Loading corpora (be patient)...

Enter a phrase (q to quit): object-oriented design
Predition: Blueprints 100.00%

Enter a phrase (q to quit): matrix multiplication
Predition: Quick Steep Climb 100.00%

Enter a phrase (q to quit): this is a tricky one
Predition: Blueprints 88.53%

Enter a phrase (q to quit): catch an exception
Predition: Blueprints 97.01%

Enter a phrase (q to quit): the norm of a vector
Predition: Quick Steep Climb 98.16%

Enter a phrase (q to quit): q
Bye!

Advice

Unless you have good reason not to, do the following things:

Store your 2+ divided-corpora in different files, with different filenames. (You can, of course, also leave your original undivided corpus where it's at for future use.)
Also store an abbreviated version of each divided-corpus (perhaps 1-5% of the full size) so that while you're programming and debugging, it doesn't take forever every time you run your program. You can switch back to use the full divided-corpora when you're in the final stages before submission.
Use a dictionary for each divided-corpus, to count how many times each word appears in that corpus.
Use the spaCy tokenizer, just as you did for homework 2.
Call .strip() and .lower() on each token before you put it in your dictionary, so that you ignore whitespace and capitalization.
Since you have each divided-corpus all in its own file, there really isn't a meaningful "prior." So ignore this.
Use Laplace smoothing.
Ignore any word of the user's phrase that doesn't appear in either corpus, of course.
Instead of multiplying probabilities, add the logs of the probabilities. Then, convert your final log-probability back to a regular-probability before printing.

Requirements

Rubric

Feature	Points
Dividing your corpus intelligently into 2+ subsets	5XP
A Python program that gives no errors when run	5XP
Normalizing the corpora appropriately (I think you'll agree that this at least includes reasonable tokenization and case-folding)	5XP
Building dictionaries (or other data structure(s)) to hold the word counts of your divided corpora	10XP
Prompting repeatedly for user-generated sentences/phrases	5XP
Prediction using the Naïve Bayes algorithm	10XP

Turning it in

The complete submission for this assignment will consist of a tarball (.tar.gz) or zip file (.zip) with the following contents:

Your Python program, in a file called yourumwuserid_naive.py. (Please replace "yourumwuserid" with your actual UMW user ID. For instance, "jsmith19_naive.py" would be an appropriate name. Please do not deviate from this naming convention in any way. Please do not get clever, or creative, or include capital letters, or change the file extension, or omit the underscore, or replace the underscore with a hyphen, or anything else counter to the above instructions. Please name your files exactly as above. Thanks.)
Each of your divided-corpora in its own file, whose names should be hardcoded in your .py file so that when I run it, it finds its corpora in the current directory.

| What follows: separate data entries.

PR #815, opened 2023-10-10
Refactor sessions to use socket pool

XAMPPRocky:
This PR refactors how we handle upstream connections to the gameservers. When profiling quilkin I noticed that there was a lot of time (~10–15%) being spent dropping the upstream socket through its Arc implementation that happened whenever a session was dropped.

As I was thinking about how to solve this problem I also realised there was a second issue, which is that there is a limitation on how many connections Quilkin can hold at once, roughly ~16,383. Because after that we're likely to start encountering port exhaustion from the operating system, since each session is a unique socket.

This brought me to the solution in this PR, which is that while we need to give each connection to the gameserver a unique port, we don't need to give a unique port across gameservers. So I refactored how we create sessions to use what I've called a "SessionPool". This pools the sockets for sessions into a map that is keyed by their destination.

With this implementation this means that we now have a limit of ~16,000 connections per gameserver, which is far more than any gameserver could reasonably need.

### Future Work

Add a limitation of connections per gameserver, if for example, you know the most you're going to have is ~50 players, setting it to be something like 75 seems reasonable. This would help prevent a large scale DDoS from causing port exhaustion (though it would still flood the existing sockets, so it wouldn't prevent a DDoS.)

### DIFF
--- a/benches/throughput.rs
+++ b/benches/throughput.rs
@@ -56,6 +56,9 @@ static THROUGHPUT_SERVER_INIT: Lazy<()> = Lazy::new(|| {
 static FEEDBACK_LOOP: Lazy<()> = Lazy::new(|| {
     std::thread::spawn(|| {
         let socket = UdpSocket::bind(FEEDBACK_LOOP_ADDR).unwrap();
+        socket
+            .set_read_timeout(Some(std::time::Duration::from_millis(500)))
+            .unwrap();
 
         loop {
             let mut packet = [0; MESSAGE_SIZE];
@@ -74,6 +77,9 @@ fn throughput_benchmark(c: &mut Criterion) {
     // Sleep to give the servers some time to warm-up.
     std::thread::sleep(std::time::Duration::from_millis(500));
     let socket = UdpSocket::bind(BENCH_LOOP_ADDR).unwrap();
+    socket
+        .set_read_timeout(Some(std::time::Duration::from_millis(500)))
+        .unwrap();
     let mut packet = [0; MESSAGE_SIZE];
 
     let mut group = c.benchmark_group("throughput");
@@ -125,6 +131,9 @@ fn write_feedback(addr: SocketAddr) -> mpsc::Sender<Vec<u8>> {
     let (write_tx, write_rx) = mpsc::channel::<Vec<u8>>();
     std::thread::spawn(move || {
         let socket = UdpSocket::bind(addr).unwrap();
+        socket
+            .set_read_timeout(Some(std::time::Duration::from_millis(500)))
+            .unwrap();
         let mut packet = [0; MESSAGE_SIZE];
         let (_, source) = socket.recv_from(&mut packet).unwrap();
         while let Ok(packet) = write_rx.recv() {
@@ -142,6 +151,9 @@ fn readwrite_benchmark(c: &mut Criterion) {
     let (read_tx, read_rx) = mpsc::channel::<Vec<u8>>();
     std::thread::spawn(move || {
         let socket = UdpSocket::bind(READ_LOOP_ADDR).unwrap();
+        socket
+            .set_read_timeout(Some(std::time::Duration::from_millis(500)))
+            .unwrap();
         let mut packet = [0; MESSAGE_SIZE];
         loop {
             let (length, _) = socket.recv_from(&mut packet).unwrap();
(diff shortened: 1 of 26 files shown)


XAMPPRocky:
@markmandel I'm seeing key not found and permissions denied on the CI run, so I can't see what's failing.

```
<Error>
<Code>NoSuchKey</Code>
<Message>The specified key does not exist.</Message>
<Details>
No such object: quilkin-build-logs/log-efda5b5a-d699-4bd6-a652-b673102a1c24.txt
</Details>
</Error>
```

markmandel:
You can also have a look at the GitHub check: https://github.com/googleforgames/quilkin/pull/815/checks?check_run_id=17577335488, the log is also there 😄 (I turned it on a while ago).

XAMPPRocky:
@markmandel Great thank you, I would have tested locally, but Quilkin has broken on macOS since the dual stack, and I keep forgetting to make an issue about it (doing so now). So CI is my main way to test network integration now.

markmandel:
Oh that's really clever!

So if we still have two clients talking to GameServer1, each client from the proxy will it's own local port, but those local ports may overlap with the local ports two other clients are using to talk to GameServer2.

Nice!

XAMPPRocky:
> So if we still have two clients talking to GameServer1, each client from the proxy will have it's own local port, but those local ports may overlap with the local ports of two other clients are using to talk to GameServer2.

Yes, in fact, they're guaranteed to overlap (or mux) as we only allocate new upstream sockets when all sockets for a server are exhausted.

markmandel:
> > So if we still have two clients talking to GameServer1, each client from the proxy will have it's own local port, but those local ports may overlap with the local ports of two other clients are using to talk to GameServer2.
> 
> Yes, in fact, they're guaranteed to overlap (or mux) as we only allocate new upstream sockets when all sockets for a server are reserved.

Makes a lot of sense. Nice optimisation!

XAMPPRocky:
@markmandel CI seems stuck.

markmandel:
🤔 that's a 2h timeout, with `01:59:10` in `test-quilkin`. Looks like a test is getting stuck somewhere and not finishing. 

Does `cargo test` complete for you locally?

XAMPPRocky:
Yeah, the test it was stuck on was the benchmark and that's one that I didn't have a problem with.

I had to update a lot of tests because previously we were storing `0.0.0.0` in configuration but traffic never comes from that, so I had to map it to localhost

markmandel:
> I had to update a lot of tests because previously we were storing 0.0.0.0 in configuration but traffic never comes from that, so I had to map it to localhost

Oh that's fun - but also makes sense. Previously we didn't care what the source adress was - if the mapped port got the traffic, we knew where it was going.

In this world, the source address _really_ matters, since we need that to know where to onsend packets going from endpoint back to client.

> Yeah, the test it was stuck on was the benchmark and that's one that I didn't have a problem with.

Also makes me realise we should have some timeouts with failures in our benchmarks, rather than just blocking forever.

I am noting that the `throughput_benchmark` uses `FEEDBACK_LOOP` (just looking for difference to `readwrite_benchmark` which is working, but everything is using `127.0.0.1` as it's root address, so it should map correctly, I would have thought.

Nothing immediate otherwise stands out (assuming some weird ipv4/ipv6 mapping issue like you were stating), but can try running it locally on my linux machine and see if I can replicate.

markmandel:
I'm running tests locally, and I'm getting quite inconsistent failures in unit tests on each run.... which makes me feel like there's a race condition somewhere....

Here's a few different runs:

```
...
test cli::proxy::tests::run_client ... FAILED
...
test proxy::sessions::tests::same_address_uses_different_sockets has been running for over 60 seconds
```

```
test load_balancer_filter ... FAILED

failures:

---- load_balancer_filter stdout ----
thread 'load_balancer_filter' panicked at tests/load_balancer.rs:77:14:
called `Result::unwrap()` on an `Err` value: Elapsed(())
note: run with `RUST_BACKTRACE=1` environment variable to display a backtrace
```


```
...
test xds::tests::token_routing ... FAILED
thread 'xds::tests::token_routing' panicked at src/xds.rs:284:14:
```

My guess then on the benchmark is that it's falling into this same race condition where I expect data is being dropped/not routed correctly.

XAMPPRocky:
> which makes me feel like there's a race condition somewhere

I finally figured out, I was scouring the code, and using debuggers, and I couldn't find anything in the Rust code that was locking or blocking or anything, I was at wits end when I decided to just take the module and port it again to the code. That's when I realised that I allocated an extra socket on the same port for upstream sockets to send to, but it had no recv loop. So what was happening was that Linux was assigning data to that socket, and it was never being read.

koslib (approved):
lgtm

To turn it in, send me an email with subject line "DATA 470 Homework #3 turnin," and with your tarball or zip file included as an attachment. In the body of the email, describe what criteria you used to divide your corpus into multiple divided-corpora (i.e., what each of your divided-corpora represents.) Also type three (or more) interesting phrases/sentences, and their predicted probabilities, that you discovered during testing: one that was strongly reminiscent of one divided-corpus, one that was strongly reminiscent of a different divided-corpus, and one that was very close to the line.

(If you don't know how to create a tarball or zip file, google "how to create a tarball" or "how to create a zip file" for help.)

Getting help

Come to office hours, or send me email with subject line "DATA 470 Homework #3 help!!"